Assignment: Please return every line in the entries below with the word "SweptDepositRequest" in it.

Source material:
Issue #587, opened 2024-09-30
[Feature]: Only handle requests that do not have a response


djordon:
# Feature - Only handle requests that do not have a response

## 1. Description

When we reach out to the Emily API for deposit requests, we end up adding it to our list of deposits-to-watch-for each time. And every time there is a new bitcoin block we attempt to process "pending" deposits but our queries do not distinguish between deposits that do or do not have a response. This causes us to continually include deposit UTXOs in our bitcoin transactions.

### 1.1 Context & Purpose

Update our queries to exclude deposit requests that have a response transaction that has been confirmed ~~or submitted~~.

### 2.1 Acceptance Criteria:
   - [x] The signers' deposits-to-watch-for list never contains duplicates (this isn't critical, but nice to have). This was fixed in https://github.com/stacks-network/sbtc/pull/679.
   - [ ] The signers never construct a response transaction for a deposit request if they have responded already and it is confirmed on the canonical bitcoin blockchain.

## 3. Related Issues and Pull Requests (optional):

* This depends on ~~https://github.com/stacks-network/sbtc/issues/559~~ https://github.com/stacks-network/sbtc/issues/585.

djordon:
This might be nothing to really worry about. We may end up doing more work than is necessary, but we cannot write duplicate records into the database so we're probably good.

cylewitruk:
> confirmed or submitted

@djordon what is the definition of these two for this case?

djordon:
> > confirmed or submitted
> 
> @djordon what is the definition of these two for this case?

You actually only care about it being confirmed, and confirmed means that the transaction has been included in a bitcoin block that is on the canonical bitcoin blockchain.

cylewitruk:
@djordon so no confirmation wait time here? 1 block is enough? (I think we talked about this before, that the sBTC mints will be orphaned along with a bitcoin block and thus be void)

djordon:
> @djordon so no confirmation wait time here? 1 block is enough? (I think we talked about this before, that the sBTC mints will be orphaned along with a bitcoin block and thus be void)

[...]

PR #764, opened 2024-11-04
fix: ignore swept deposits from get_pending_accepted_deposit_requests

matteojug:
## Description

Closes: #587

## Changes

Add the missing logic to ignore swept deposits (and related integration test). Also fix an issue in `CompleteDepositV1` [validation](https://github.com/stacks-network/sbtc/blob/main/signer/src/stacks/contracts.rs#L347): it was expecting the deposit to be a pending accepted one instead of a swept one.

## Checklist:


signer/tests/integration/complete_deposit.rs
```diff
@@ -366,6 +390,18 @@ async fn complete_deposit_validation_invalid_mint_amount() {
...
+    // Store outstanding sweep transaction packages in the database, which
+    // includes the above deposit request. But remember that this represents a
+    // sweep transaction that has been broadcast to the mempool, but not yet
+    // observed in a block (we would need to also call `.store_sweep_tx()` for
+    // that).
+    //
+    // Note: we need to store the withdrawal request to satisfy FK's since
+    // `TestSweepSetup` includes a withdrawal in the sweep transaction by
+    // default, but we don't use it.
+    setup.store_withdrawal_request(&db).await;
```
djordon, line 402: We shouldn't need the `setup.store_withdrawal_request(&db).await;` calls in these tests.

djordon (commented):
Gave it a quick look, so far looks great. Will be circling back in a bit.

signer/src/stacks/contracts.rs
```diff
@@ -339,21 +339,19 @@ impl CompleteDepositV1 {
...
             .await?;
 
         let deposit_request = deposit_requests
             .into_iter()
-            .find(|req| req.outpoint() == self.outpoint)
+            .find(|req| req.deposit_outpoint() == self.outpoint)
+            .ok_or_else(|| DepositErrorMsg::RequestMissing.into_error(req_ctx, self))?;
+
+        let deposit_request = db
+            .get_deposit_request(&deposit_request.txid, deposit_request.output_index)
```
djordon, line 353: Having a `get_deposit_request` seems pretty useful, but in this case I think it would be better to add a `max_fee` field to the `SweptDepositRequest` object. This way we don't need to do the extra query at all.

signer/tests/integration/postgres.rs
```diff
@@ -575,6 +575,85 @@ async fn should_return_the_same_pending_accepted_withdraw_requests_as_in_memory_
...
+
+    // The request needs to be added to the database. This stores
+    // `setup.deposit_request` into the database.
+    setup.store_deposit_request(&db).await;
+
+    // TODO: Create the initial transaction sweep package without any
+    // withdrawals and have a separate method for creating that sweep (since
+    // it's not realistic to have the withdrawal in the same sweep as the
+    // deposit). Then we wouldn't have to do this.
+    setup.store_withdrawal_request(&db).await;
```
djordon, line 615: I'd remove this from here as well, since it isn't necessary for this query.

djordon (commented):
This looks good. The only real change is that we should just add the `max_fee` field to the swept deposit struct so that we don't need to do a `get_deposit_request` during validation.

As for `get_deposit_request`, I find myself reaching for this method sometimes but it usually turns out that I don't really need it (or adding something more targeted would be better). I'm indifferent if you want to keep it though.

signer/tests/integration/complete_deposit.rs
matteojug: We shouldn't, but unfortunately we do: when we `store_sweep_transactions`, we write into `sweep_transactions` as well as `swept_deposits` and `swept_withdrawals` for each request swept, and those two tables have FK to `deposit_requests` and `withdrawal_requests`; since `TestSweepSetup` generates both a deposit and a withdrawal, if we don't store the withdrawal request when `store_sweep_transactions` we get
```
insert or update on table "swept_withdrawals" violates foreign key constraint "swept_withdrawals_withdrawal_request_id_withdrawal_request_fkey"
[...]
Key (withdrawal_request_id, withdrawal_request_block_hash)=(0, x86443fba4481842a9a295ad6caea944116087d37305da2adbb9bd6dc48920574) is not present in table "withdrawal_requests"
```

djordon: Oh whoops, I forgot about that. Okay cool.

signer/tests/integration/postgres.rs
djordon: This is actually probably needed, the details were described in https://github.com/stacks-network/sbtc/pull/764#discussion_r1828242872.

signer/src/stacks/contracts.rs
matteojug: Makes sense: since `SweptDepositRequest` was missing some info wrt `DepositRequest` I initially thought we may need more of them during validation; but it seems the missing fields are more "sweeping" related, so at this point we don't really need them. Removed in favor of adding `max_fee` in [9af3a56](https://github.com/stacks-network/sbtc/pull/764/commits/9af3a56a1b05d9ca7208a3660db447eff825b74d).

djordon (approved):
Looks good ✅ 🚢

--

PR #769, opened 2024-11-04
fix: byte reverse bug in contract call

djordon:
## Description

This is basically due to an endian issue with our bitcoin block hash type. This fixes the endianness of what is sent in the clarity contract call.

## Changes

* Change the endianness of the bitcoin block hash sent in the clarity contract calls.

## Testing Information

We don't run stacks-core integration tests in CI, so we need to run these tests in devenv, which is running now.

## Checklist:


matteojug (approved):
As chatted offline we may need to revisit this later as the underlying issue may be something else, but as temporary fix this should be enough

Answer space:
djordon, line 353: Having a `get_deposit_request` seems pretty useful, but in this case I think it would be better to add a `max_fee` field to the `SweptDepositRequest` object. This way we don't need to do the extra query at all.
matteojug: Makes sense: since `SweptDepositRequest` was missing some info wrt `DepositRequest` I initially thought we may need more of them during validation; but it seems the missing fields are more "sweeping" related, so at this point we don't really need them. Removed in favor of adding `max_fee` in [9af3a56](https://github.com/stacks-network/sbtc/pull/764/commits/9af3a56a1b05d9ca7208a3660db447eff825b74d).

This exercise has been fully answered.